__Data items__.
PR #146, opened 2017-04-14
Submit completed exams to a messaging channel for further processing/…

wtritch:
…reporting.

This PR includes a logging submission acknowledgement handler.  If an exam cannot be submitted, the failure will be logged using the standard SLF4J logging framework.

==

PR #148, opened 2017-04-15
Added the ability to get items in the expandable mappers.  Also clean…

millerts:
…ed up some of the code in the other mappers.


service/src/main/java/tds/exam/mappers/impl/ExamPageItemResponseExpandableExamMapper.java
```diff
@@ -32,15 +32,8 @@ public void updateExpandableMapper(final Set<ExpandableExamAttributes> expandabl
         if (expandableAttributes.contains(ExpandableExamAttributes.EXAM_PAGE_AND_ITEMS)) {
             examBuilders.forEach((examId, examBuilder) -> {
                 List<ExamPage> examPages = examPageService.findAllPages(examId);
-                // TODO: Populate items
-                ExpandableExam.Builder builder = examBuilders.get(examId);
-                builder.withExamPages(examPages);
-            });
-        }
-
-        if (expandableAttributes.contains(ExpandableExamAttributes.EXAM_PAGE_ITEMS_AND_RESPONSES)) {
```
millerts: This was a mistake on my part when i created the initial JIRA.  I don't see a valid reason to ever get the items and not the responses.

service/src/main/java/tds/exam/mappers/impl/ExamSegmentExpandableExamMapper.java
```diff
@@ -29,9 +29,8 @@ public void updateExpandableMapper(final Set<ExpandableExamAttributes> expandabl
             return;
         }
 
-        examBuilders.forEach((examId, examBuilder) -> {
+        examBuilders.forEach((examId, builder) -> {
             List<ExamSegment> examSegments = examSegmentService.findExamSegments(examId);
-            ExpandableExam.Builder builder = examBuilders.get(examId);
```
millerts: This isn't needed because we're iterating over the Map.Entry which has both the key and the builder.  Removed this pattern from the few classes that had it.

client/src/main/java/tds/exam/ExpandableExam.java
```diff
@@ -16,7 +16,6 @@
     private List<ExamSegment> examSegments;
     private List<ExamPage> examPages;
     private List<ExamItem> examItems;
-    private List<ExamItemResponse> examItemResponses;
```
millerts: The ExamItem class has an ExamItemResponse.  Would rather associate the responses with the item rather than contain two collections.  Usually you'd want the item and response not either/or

__Your assignment__.
What number of lines above include the string "opened"? State it and nothing else.

__Response below__.
2